6. Belonging and containment

For two sets A and B, B is said to contain A if any member of set A is a member of set B. Belonging is the relationship between a member and a set, and we say that x belongs to A when there is a member x in set A. For example, set [1,2,3] contains set [1,2], and member 1 belongs to set [1,2,3].

[e.g.11] Calculate the average salary of each department in California, New York, Texas, and Washington based on the employee table. Some of the data are as follows:

 ID NAME SURNAME STATE DEPT SALARY 1 Rebecca Moore California R&D 7000 2 Ashley Wilson New   York Finance 11000 3 Rachel Johnson New   Mexico Sales 9000 4 Emily Smith Texas HR 7000 5 Ashley Smith Texas R&D 16000 … … … … … …

SPL provides the A.contain(x) function to determine whether x belongs to set A.

The SPL script is as follows:

 A 1 =T("Employee.csv") 2 [California,New York,Texas,Washington] 3 =A1.select(A2.contain(STATE)) 4 =A3.groups(DEPT; avg(SALARY):SALARY)

A1: Import the employee table from the file.

A2: Define a constant set of these states.

A3: Select the records from the employee table whose state names belong to the A2 set.

A4: Group the records selected by A3 to calculate the average salary of each department.

[e.g.12] Query the students who took both Matlab and Modern wireless communication system courses based on the course table and course selection table. Some of the data are as follows:

COURSE

 ID NAME TEACHERID 1 Environmental   protection and sustainable development 5 2 Mental   health of College Students 1 3 Matlab 8 4 Electromechanical   basic practice 7 5 Introduction to modern life science 3 6 Modern wireless communication system 14 … … …

SELECT_COURSE

 ID STUDENT_NAME COURSE 1 Rebecca   Moore 2,7 2 Ashley   Wilson 1,8 3 Rachel   Johnson 2,7,10 4 Emily   Smith 1,10 5 Ashley   Smith 5,6 … … …
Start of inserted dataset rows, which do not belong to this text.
PR #53, opened 2026-07-14
[FLINK-40149][connector-http] Rename asyncPolling to async-polling

bharathgunapati:

The HTTP lookup option for sync vs async polling is the only camelCase table
option in the connector (`asyncPolling`). All other options use kebab-case or
dotted keys (e.g. `lookup-method`, `http.source.lookup.request.timeout`).

This renames the canonical key to `async-polling` to align with Flink connector
naming conventions. The legacy `asyncPolling` key remains supported via
`withDeprecatedKeys` so existing DDL does not need to change.

No runtime behavior change: default remains `false`, and the option is already
read via `ReadableConfig.get(ASYNC_POLLING)`.

## Brief change log

- `HttpLookupConnectorOptions.ASYNC_POLLING`: canonical key `async-polling`,
  deprecated alias `asyncPolling`, description updated.
- Docs (en + zh): option table and examples updated to `async-polling`.
- Tests: parameterized factory and runtime tests cover both canonical and
  deprecated keys; ITCases updated to canonical key (mechanical).

## Compatibility note

- **Canonical key:** `async-polling`
- **Legacy key:** `asyncPolling` still works via `withDeprecatedKeys`
- **Default:** `false` (unchanged)
- **Migration:** optional — existing DDL using `asyncPolling` continues to work;
  new configurations should use `async-polling`

Release note is on [FLINK-40149](https://issues.apache.org/jira/browse/FLINK-40149).

## Verifying this change

CI green on fork (Flink 2.2.0, JDK 11/17/21):
https://github.com/bharathgunapati/flink-connector-http/actions/runs/29353591657

Automated tests:
- `HttpLookupTableSourceFactoryTest#shouldAcceptAsyncPollingAtFactory` — factory
  accepts both `async-polling` and `asyncPolling`
- `HttpLookupTableSourceTest#shouldCreateAsyncTableSourceWithAsyncPollingKey` —
  runtime async path for both keys

- The public API, i.e., is any changed class annotated with `@Public(Evolving)`: **no**
- The serializers: **no**
- The runtime per-record code paths (performance sensitive): **no**

## Documentation

- Does this pull request introduce a new feature? **no** (consistency improvement)
- If yes, how is the feature documented? docs updated (en + zh)


bharathgunapati:
Hi @davidradl — would you be able to review this when you have a moment?

Small consistency improvement ([FLINK-40149](https://issues.apache.org/jira/browse/FLINK-40149)): renames the lookup option `asyncPolling` → `async-polling` to match Flink kebab-case conventions. The legacy key still works via `withDeprecatedKeys("asyncPolling")`, so no DDL migration is required.

**Scope:** option key + docs + tests only — no runtime logic change (default remains `false`, still read via `ReadableConfig`).

**Tests:** parameterized factory and runtime tests cover both `async-polling` and the deprecated `asyncPolling` alias.

**CI:** green on my fork (Flink 2.2.0, JDK 11/17/21) — https://github.com/bharathgunapati/flink-connector-http/actions/runs/29353591657

Thanks!

docs/content.zh/docs/connectors/table/http.md
```diff
@@ -250,7 +250,7 @@ Note the options with the prefix _http_ are the HTTP connector specific options,
...
-| asyncPolling                                                           | optional | true/false - determines whether Async Polling should be used. Mechanism is based on Flink's Async I/O.                                                                                                                                                                                                                                                                                                 |
+| async-polling                                                          | optional | true/false - determines whether async polling should be used. Mechanism is based on Flink's Async I/O. Deprecated alias: `asyncPolling`.                                                                                                                                                                                                                                                                 |
```
davidradl: now we have release we cannot easily change a config name . We would need to deprecate but keep the old property and indicate people should use the new property name in preference. So we need to keep the docs for asyncPolling and still accept that property. We probably need some validation to reject configs with  both keys set

bharathgunapati: Agreed with the review feedback — pushed 0b4cb59:

- Docs list both keys: async-polling (preferred) and asyncPolling (deprecated, still accepted)
- Factory rejects DDL that sets both keys (ValidationException)
- asyncPolling still works at runtime via withDeprecatedKeys — no behavior change for existing DDL

davidradl (changes requested):
Looking good. My AI asked for some minor changes 

COMMENT 1
HttpLookupTableSourceFactory.java
Location: the 1-arg validateHttpLookupSourceOptions overload

The preserved 1-arg overload delegates to the 2-arg version with an empty map:

    protected void validateHttpLookupSourceOptions(ReadableConfig tableOptions) {
        validateHttpLookupSourceOptions(tableOptions, Collections.emptyMap());
    }

Because createDynamicTableSource now calls only the 2-arg version, a subclass
that overrides the 1-arg signature won't get the dual-key check applied. Is this
overload needed to preserve binary compatibility with any known subclass? If not,
I'd suggest removing the 1-arg method and keeping only the 2-arg signature — it
removes the override hazard and simplifies the code.

COMMENT 2
HttpLookupConnectorOptions.java
Location: DEPRECATED_ASYNC_POLLING_KEY constant

Minor: worth adding a comment near the DEPRECATED_ASYNC_POLLING_KEY constant (or
in its Javadoc) noting that Flink's withDeprecatedKeys emits a WARN log at
runtime when the deprecated key is used. This way future maintainers know the
runtime warning is intentional and expected behaviour, not a bug.

COMMENT 3
docs/content/docs/connectors/table/http.md
      docs/content.zh/docs/connectors/table/http.md
Location: asyncPolling row in the options table

Nit: the deprecation description currently reads "Do not set both keys in the
same DDL". Suggest rephrasing to be more direct and consistent with how Flink
typically words these:

  Deprecated. Use `async-polling` instead. Setting both keys in the same DDL
  is a validation error.

bharathgunapati:
@davidradl — thanks for the follow-up review. I’ve addressed the three comments in 37a4f22:

Removed the 1-arg validateHttpLookupSourceOptions overload — only the 2-arg signature remains, so there’s no subclass override hazard.
Documented the deprecated-key WARN — Javadoc on DEPRECATED_ASYNC_POLLING_KEY notes that Flink’s withDeprecatedKeys emits a WARN at runtime and that this is intentional.
Tightened the docs wording (en + zh) — asyncPolling now reads: Deprecated. Use async-polling instead. Setting both keys in the same DDL is a validation error.
Would you mind taking another look when you have a moment? Thanks!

This problem is to determine whether the course fields of course selection table contain the course set [3,6] (the course IDs of Matlab and Modern wireless communication system), which is not complicated.

SPL provides the A.pos(B) function to obtain the position of a set B member in set A, and return null if the member does not exist in set A.

The SPL script is as follows:

 A 1 =T("Course.txt") 2 =T("SelectCourse.txt") 3 =A1.select(NAME=="Matlab" || NAME=="Modern wireless   communication system").(ID) 4 =A2.run(COURSE=COURSE.split@cp()) 5 =A4.select(COURSE.pos(A3)!=null)

A1: Import the course table from the file.

A2: Import the course selection table from the file.

A3: Select the IDs of the two courses to create a set .

A4: Split the selected courses by comma and then parse the numbers to create the set.

A5: Use the A.pos() function to locate the IDs of the two courses in the selection table, and the returned result that is not null is just the record of selecting two courses at the same time.